Arif Qodari | Tech Notes - Tidying Dataframe Column Names

Let’s use this sample data.

Code

df = pd.read_csv("https://gist.githubusercontent.com/arifqodari/965b854469b279df026e305864a944c0/raw/43984c8596373d64e602717ed6c3313393c85b2e/flight_dummy.csv")
df

	flightNumber	Airline Name	departure date_time
0	QZ-274	AirAsia Indonesia	2023-11-22 20:30
1	QG-526	Citilink	2023-11-22 16:20
2	QG-522	Citilink	2023-11-22 06:00

Next, let’s define our method tidy_columns containing series of functions to tidy up the column names. Then apply the function to the dataframe above.

def camel_to_snake(str_):
    str_ = re.sub("(.)([A-Z][a-z]+)", r"\1 \2", str_)
    return re.sub("([a-z0-9])([A-Z])", r"\1 \2", str_).lower()
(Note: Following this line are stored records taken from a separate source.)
PR #2638, opened 2025-10-22
chore: Enable protogetter linter and run fixes

### LINKED ISSUE #2633: Introduce protogetter linter
It's specifically meant to avoid panics: https://github.com/ghostiam/protogetter

Might help with https://github.com/authzed/spicedb/issues/2496.

tstirrat15:
Fixes #2633 
Part of #2579 

## Description
If you have a deeply nested proto object, calling `a.GetSet().GetOf().GetGetters()` is safer than referencing `some.Chain.Of.Properties`, because the first will return `nil` if there's a nil in the chain, where the second will panic. `protogetter` lints for this and should help address #2579.

## Changes
* Add protogetter linter
* Run fixes
## Testing
Review. See that tests pass.

### DIFF
--- a/pkg/promutil/promutil.go
+++ b/pkg/promutil/promutil.go
@@ -24,5 +24,9 @@ func MustCounterValue(m prometheus.Metric) float64 {
 	if err := m.Write(&written); err != nil {
 		panic("failed to read Prometheus counter: " + err.Error())
 	}
-	return *written.Counter.Value
+	counter := written.GetCounter()
+	if counter == nil {
+		panic("counter was nil")
+	}
+	return counter.GetValue()
 }
--- a/pkg/promutil/promutil_test.go
+++ b/pkg/promutil/promutil_test.go
@@ -4,6 +4,7 @@ import (
 	"testing"
 
 	"github.com/prometheus/client_golang/prometheus"
+	"github.com/stretchr/testify/require"
 )
 
 func TestMustCounterValue(t *testing.T) {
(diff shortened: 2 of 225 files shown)


pkg/promutil/promutil.go
```diff
@@ -24,5 +24,9 @@ func MustCounterValue(m prometheus.Metric) float64 {
 	if err := m.Write(&written); err != nil {
 		panic("failed to read Prometheus counter: " + err.Error())
 	}
-	return *written.Counter.Value
+	counter := written.GetCounter()
+	if counter == nil {
+		panic("counter was nil")
+	}
+	return counter.GetValue()
```
tstirrat15, line 31: This is a meaningful change - we were actually depending on this to panic if `Counter` was nil, so the nil-safety fix kinda broke the functionality.

pkg/promutil/promutil_test.go
```diff
@@ -13,29 +14,23 @@ func TestMustCounterValue(t *testing.T) {
 	})
 
 	result := MustCounterValue(counter)
-	if result != 0.0 {
-		t.Errorf("Initial counter value should be 0.0, got %v", result)
-	}
+	require.Equal(t, 0.0, result, "Initial counter value should be 0.0")
```
tstirrat15, line 17: Refactoring these tests to use `require` to bring them in line with the rest of the codebase.

tstirrat15 (commented):
These are the only two files that I touched manually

def whitespace_to_underscore(str_):
    return re.sub("\s+", "_", str_)

def tidy_columns(df):
    df.columns = (
        df.columns
        .str.strip()  # strip text
        .map(camel_to_snake)  # change to snake case
        .map(whitespace_to_underscore)  # change any whitespace to underscore
        .str.lower()  # lowercase
        .str.replace("(", "")
        .str.replace(")", "")
    )
    return df


tidy_df = tidy_columns(df)
tidy_df

	flight_number	airline_name	departure_date_time
0	QZ-274	AirAsia Indonesia	2023-11-22 20:30
1	QG-526	Citilink	2023-11-22 16:20
2	QG-522	Citilink	2023-11-22 06:00

Neat! The simple method above tidy_columns do the following:

strip trailing whitespace
change from camel case to snake case (if any)
replace any whitespace (e.g. space) to underscore
change case to lowercase
remove parentheses

If you think that it needs additional treatment, you can simply create another function that accept a string and return a string and put another .map(your_function) in the tidy function above.